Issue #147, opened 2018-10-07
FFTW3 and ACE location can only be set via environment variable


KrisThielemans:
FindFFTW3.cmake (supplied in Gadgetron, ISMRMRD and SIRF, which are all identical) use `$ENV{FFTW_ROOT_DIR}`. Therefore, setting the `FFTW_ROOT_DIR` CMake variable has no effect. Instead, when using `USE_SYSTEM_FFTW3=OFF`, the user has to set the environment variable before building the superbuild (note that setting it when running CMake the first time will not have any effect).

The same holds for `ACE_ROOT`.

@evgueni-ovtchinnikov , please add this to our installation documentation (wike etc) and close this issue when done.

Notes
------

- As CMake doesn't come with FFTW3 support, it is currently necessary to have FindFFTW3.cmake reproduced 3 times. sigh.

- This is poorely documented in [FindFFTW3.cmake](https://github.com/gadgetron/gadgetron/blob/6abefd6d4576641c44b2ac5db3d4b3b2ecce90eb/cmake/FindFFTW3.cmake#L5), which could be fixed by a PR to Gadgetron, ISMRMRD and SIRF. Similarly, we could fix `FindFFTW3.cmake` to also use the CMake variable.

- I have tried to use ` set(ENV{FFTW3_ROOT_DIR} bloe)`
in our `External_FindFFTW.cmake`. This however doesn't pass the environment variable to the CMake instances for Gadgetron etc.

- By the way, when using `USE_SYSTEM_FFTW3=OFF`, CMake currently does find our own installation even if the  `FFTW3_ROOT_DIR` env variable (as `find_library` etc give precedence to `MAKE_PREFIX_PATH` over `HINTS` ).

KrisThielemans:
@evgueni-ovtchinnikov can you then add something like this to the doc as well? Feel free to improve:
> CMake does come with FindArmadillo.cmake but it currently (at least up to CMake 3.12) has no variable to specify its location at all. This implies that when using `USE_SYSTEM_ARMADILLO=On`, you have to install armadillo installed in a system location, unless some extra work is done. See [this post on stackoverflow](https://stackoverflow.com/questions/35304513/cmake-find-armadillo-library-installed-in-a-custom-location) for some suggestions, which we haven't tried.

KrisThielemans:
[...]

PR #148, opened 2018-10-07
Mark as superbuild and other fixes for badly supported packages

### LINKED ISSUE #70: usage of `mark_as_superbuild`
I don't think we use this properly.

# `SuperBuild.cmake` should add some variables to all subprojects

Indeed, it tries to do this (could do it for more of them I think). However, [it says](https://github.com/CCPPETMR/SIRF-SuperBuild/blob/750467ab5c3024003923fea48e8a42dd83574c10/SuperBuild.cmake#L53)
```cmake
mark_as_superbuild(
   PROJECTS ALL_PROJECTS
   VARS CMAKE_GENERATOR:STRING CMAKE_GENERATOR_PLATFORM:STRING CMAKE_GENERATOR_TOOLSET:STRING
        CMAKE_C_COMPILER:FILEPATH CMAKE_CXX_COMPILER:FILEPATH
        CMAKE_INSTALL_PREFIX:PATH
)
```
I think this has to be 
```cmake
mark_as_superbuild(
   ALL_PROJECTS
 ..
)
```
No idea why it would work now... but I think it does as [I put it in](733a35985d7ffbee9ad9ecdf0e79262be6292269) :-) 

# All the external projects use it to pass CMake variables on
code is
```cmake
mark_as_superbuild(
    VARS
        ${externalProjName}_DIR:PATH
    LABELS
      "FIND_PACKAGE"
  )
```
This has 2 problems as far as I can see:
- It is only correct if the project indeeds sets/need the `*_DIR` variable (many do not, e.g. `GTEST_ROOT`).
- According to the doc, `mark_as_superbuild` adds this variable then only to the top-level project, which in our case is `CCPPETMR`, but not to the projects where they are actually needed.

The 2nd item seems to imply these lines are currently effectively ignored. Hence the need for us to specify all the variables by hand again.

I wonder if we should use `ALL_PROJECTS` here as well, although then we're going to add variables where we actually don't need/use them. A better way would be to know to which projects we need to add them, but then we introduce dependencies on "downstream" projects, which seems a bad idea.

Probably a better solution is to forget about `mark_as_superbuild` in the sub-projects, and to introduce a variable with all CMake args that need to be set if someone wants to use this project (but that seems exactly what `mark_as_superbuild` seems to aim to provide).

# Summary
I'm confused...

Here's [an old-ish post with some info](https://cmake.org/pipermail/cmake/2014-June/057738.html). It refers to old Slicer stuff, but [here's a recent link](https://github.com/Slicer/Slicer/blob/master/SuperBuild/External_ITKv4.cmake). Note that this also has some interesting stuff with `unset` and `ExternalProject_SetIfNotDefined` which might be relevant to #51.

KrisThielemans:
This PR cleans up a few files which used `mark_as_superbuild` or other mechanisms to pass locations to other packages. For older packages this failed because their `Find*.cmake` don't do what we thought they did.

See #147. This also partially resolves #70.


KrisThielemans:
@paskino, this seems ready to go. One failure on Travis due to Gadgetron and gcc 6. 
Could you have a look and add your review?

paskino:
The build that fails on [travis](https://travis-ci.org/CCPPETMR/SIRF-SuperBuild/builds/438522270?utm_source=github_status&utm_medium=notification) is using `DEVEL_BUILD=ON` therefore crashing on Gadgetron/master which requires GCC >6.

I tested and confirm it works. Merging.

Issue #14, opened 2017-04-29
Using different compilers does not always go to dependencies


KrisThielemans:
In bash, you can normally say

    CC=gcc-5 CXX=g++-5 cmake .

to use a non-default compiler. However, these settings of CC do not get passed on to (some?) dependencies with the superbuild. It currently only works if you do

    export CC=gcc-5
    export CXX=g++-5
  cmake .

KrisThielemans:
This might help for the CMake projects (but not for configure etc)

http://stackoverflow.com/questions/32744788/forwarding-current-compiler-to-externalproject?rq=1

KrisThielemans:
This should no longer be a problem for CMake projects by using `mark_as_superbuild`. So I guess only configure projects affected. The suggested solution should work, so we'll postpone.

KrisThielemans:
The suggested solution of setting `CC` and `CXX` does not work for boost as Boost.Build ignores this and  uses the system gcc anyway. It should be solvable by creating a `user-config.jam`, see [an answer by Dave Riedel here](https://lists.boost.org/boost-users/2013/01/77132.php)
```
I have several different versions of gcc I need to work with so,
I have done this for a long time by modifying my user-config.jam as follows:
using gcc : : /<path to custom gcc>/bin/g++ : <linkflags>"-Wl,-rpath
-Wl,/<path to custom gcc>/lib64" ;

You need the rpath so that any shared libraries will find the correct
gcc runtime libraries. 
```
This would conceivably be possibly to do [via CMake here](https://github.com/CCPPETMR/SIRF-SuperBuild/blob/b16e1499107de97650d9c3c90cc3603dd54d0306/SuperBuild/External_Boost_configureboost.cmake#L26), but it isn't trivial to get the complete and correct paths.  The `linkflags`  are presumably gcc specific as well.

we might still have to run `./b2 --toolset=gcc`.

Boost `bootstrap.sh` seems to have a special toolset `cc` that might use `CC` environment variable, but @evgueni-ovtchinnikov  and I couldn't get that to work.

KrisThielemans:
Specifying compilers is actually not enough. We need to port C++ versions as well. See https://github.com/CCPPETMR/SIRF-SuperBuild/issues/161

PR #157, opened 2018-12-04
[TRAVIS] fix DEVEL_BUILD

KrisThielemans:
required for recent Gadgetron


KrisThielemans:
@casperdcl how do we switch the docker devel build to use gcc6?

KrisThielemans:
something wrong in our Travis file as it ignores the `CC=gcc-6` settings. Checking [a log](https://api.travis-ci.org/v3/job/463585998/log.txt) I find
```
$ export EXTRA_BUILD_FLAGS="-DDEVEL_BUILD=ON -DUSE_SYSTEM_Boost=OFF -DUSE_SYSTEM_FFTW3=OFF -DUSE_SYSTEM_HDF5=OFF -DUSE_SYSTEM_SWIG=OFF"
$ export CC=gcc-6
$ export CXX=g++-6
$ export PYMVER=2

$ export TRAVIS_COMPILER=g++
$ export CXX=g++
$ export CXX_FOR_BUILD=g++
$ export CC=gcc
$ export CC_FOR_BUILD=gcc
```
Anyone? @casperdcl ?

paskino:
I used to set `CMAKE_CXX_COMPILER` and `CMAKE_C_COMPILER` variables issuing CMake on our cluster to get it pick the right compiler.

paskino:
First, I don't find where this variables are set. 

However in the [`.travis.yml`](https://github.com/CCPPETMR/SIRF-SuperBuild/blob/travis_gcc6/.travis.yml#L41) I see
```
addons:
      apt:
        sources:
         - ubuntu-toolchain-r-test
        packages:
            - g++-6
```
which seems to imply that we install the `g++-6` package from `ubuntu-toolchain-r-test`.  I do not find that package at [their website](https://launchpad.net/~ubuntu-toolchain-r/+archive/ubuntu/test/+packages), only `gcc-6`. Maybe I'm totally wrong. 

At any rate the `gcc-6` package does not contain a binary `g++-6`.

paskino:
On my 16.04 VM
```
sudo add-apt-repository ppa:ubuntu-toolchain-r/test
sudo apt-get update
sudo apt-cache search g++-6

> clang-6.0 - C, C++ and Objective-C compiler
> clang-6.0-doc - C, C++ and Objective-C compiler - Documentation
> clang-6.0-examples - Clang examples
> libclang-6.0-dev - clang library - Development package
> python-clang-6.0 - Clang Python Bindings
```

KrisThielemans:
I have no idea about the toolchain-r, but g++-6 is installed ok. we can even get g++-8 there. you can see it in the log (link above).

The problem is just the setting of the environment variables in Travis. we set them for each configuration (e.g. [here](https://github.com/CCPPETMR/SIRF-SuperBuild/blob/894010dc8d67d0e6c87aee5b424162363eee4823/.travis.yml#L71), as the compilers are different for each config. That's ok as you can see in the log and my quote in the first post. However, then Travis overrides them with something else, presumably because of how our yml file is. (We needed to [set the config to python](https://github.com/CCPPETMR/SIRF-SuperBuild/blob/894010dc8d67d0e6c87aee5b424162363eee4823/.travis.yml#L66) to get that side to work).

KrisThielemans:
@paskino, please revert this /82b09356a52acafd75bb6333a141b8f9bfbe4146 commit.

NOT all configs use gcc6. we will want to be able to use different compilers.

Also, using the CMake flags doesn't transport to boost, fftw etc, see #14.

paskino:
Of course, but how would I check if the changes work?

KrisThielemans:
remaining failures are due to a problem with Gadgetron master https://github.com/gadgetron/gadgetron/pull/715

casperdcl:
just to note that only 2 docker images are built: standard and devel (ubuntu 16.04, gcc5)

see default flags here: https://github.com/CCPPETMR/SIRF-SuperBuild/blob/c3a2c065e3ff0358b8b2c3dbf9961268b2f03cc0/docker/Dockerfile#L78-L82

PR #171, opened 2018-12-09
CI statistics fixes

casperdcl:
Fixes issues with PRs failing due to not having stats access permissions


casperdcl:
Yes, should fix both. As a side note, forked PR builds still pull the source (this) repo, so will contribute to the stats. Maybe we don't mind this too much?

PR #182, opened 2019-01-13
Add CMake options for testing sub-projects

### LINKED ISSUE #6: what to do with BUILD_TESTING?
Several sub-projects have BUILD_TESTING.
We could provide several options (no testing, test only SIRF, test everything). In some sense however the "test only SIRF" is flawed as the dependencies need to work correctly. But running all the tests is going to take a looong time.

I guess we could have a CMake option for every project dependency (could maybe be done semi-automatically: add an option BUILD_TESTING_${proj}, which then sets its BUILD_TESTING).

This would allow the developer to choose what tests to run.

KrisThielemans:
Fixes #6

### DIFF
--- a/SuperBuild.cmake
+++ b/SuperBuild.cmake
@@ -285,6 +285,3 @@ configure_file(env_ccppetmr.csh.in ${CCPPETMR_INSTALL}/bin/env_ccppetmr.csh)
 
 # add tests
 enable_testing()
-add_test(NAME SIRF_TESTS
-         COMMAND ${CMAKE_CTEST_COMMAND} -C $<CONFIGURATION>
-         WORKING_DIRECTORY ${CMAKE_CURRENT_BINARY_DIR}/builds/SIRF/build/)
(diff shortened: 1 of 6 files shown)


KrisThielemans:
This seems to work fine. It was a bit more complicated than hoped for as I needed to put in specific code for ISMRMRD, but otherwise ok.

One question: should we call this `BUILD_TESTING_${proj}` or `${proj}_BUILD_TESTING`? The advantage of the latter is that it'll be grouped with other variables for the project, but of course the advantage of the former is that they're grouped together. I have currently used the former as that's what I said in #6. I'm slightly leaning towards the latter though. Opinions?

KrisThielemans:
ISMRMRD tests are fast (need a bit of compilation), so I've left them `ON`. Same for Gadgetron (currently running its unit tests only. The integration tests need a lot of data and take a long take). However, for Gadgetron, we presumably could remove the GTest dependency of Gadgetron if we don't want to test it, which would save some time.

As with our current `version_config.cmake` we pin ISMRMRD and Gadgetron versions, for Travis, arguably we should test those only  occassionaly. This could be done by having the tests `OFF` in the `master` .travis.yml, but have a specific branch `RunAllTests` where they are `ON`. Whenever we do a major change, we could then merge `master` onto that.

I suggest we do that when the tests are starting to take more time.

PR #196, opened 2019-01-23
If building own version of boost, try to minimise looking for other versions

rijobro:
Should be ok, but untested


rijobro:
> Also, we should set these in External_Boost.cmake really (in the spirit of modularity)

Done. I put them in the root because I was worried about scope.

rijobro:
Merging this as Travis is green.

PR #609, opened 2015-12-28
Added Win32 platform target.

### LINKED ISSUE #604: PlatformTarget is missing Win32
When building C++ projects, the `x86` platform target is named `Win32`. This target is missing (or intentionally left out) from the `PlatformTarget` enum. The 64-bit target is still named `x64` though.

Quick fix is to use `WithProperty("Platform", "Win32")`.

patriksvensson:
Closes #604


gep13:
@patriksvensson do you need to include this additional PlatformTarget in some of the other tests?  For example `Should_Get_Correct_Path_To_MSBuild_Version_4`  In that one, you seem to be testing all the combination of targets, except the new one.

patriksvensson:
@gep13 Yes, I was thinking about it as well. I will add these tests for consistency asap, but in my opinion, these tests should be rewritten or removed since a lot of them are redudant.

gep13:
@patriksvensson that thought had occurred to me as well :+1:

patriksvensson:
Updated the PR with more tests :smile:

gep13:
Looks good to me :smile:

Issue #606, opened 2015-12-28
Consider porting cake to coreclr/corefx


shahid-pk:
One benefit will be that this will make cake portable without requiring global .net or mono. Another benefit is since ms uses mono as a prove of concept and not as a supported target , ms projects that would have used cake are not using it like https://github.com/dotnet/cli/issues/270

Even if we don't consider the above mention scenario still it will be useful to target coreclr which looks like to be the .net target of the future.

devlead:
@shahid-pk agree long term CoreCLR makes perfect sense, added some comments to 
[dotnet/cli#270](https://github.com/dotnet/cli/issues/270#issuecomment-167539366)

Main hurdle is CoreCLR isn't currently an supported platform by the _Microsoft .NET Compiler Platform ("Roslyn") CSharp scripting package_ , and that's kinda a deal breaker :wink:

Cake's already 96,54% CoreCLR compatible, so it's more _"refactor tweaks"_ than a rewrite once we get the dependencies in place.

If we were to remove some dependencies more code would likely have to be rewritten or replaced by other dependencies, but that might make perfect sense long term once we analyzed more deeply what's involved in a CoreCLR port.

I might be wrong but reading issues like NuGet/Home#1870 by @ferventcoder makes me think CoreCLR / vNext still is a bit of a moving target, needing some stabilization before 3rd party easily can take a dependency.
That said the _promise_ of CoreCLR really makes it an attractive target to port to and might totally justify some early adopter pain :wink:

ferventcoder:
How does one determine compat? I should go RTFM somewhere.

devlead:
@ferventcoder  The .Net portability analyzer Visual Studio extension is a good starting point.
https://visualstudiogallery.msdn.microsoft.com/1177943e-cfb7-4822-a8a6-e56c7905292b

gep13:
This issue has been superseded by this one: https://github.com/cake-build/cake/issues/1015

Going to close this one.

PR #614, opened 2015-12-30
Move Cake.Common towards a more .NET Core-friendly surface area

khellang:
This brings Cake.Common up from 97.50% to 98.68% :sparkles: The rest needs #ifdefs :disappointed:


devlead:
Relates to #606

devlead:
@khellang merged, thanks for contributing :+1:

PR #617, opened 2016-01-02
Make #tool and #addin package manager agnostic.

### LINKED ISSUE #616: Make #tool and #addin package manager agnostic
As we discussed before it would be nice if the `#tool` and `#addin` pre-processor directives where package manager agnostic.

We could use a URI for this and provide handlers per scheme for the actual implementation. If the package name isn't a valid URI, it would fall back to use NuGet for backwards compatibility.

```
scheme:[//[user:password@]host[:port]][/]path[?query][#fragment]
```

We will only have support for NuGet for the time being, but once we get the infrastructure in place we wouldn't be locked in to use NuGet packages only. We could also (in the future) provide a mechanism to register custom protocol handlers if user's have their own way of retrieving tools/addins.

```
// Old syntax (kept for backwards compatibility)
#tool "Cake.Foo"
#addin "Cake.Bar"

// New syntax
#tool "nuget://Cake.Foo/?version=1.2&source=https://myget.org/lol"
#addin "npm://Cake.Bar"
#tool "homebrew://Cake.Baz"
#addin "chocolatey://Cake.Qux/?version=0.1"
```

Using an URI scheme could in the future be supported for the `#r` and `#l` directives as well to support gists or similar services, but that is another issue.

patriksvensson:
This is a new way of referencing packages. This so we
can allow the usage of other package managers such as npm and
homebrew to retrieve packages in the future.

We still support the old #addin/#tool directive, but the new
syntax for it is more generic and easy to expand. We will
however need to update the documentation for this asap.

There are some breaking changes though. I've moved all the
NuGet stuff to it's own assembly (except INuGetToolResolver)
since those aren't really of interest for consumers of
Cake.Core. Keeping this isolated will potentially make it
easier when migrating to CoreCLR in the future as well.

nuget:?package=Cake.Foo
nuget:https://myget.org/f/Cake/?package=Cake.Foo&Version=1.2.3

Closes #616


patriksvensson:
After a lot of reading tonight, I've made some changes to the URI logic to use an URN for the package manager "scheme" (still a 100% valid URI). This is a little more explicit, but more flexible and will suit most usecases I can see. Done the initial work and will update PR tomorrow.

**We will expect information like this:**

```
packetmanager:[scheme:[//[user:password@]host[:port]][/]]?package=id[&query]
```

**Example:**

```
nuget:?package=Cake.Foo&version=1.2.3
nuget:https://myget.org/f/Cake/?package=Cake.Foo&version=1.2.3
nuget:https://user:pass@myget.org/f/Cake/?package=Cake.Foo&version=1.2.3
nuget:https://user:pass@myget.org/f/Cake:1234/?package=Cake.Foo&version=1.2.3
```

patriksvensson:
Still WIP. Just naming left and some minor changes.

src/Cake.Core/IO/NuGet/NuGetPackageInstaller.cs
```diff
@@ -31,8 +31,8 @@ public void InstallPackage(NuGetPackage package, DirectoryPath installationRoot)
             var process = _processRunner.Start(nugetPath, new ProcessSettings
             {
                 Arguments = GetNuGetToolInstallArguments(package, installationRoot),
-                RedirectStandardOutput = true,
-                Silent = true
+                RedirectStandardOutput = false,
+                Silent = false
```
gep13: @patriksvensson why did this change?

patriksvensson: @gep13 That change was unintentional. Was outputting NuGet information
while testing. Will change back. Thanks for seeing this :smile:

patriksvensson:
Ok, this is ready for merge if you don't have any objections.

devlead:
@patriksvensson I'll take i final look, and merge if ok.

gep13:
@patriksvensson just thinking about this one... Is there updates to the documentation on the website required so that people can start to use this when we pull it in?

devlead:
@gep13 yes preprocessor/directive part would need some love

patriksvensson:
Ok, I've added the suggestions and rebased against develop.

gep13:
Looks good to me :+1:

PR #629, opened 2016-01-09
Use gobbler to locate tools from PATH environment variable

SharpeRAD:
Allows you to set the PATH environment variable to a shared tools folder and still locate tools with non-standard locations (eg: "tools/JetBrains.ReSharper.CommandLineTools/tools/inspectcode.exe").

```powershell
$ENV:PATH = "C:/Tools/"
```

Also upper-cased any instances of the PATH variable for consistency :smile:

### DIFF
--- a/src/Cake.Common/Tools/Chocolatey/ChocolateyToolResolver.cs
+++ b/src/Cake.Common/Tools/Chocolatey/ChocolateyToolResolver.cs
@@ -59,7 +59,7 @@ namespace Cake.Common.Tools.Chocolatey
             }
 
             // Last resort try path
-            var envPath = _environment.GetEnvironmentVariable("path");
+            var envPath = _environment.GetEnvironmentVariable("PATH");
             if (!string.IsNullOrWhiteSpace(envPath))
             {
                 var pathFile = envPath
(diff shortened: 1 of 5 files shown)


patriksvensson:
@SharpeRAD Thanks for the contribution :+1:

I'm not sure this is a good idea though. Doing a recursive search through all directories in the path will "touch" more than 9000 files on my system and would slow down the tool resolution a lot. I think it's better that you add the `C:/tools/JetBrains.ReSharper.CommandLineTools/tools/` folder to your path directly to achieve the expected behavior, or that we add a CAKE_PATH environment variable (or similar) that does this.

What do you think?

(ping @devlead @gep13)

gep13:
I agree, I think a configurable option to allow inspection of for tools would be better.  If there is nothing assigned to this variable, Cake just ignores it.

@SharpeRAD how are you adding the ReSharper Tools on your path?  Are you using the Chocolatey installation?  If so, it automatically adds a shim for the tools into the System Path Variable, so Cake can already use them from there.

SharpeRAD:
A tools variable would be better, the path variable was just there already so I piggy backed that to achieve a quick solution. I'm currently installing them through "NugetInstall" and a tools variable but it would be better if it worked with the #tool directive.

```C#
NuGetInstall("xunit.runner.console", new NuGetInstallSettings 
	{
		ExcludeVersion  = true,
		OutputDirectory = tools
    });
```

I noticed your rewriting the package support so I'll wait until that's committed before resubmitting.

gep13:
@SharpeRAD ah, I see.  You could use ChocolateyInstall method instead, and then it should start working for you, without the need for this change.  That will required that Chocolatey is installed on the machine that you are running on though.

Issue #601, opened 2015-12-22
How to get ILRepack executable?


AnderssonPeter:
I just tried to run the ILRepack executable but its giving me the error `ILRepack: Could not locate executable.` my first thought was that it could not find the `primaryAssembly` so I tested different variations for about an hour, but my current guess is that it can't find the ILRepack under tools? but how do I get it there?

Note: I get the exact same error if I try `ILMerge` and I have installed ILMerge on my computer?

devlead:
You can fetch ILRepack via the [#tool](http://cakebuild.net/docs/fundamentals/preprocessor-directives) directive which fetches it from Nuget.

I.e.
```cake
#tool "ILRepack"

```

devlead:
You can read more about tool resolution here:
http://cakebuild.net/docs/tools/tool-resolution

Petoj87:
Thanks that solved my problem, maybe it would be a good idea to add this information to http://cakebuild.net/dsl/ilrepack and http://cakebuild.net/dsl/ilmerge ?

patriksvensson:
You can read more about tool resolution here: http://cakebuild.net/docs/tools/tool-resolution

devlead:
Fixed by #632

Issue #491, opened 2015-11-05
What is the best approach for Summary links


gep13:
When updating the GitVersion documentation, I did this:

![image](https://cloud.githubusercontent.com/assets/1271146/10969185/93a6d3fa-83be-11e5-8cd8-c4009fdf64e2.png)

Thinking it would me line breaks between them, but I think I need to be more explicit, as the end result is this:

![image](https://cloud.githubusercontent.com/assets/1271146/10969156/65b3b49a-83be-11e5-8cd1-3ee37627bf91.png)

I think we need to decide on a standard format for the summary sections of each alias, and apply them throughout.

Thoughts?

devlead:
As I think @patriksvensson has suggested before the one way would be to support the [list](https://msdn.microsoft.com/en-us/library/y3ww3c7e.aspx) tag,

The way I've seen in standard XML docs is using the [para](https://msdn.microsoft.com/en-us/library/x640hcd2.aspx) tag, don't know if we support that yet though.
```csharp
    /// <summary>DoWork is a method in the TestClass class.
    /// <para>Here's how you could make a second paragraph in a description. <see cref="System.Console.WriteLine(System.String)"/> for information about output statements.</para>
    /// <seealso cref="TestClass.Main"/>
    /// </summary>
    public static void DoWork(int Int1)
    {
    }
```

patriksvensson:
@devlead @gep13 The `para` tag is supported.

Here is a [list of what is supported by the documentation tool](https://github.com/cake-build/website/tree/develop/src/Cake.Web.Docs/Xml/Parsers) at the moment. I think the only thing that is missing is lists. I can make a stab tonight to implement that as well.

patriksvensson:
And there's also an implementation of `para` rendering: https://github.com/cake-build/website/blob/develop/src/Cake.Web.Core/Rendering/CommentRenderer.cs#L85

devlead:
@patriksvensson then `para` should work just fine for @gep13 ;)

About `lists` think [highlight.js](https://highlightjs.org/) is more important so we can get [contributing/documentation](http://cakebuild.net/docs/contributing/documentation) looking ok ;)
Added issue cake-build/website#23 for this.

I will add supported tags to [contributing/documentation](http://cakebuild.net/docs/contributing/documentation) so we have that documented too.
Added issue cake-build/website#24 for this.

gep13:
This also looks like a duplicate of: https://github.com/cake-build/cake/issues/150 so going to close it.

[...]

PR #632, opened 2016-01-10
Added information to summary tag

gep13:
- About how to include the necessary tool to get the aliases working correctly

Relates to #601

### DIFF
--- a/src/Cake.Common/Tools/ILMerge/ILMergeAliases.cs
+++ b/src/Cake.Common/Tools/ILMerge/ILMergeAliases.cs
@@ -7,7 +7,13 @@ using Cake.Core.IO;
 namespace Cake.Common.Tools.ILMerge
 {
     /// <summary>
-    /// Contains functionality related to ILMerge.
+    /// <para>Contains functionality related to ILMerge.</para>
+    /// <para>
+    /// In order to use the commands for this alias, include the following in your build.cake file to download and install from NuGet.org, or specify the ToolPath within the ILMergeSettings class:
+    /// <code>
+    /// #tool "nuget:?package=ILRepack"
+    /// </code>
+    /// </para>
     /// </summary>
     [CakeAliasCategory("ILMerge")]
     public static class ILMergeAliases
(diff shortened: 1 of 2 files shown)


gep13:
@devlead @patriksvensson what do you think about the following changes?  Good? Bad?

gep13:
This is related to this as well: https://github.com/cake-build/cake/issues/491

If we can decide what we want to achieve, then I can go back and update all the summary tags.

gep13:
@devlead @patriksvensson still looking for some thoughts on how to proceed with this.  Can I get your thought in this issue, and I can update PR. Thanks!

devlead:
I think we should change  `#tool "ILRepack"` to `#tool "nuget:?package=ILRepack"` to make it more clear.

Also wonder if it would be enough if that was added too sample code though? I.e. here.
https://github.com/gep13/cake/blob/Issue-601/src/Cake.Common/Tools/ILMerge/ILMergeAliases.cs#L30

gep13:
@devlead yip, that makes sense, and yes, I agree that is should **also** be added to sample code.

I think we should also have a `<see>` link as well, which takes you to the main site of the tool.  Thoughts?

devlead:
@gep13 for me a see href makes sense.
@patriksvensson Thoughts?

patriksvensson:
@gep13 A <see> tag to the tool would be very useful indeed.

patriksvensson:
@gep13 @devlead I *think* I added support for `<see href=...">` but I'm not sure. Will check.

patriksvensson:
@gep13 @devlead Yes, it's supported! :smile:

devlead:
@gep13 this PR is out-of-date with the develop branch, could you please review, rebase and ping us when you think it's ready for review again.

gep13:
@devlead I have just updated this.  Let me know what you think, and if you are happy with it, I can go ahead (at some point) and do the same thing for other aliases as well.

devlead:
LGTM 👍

::::::::

**Instructions to follow:** How many lines in the records above hold the word "export"? Give only the number.

**Exercise output:** 11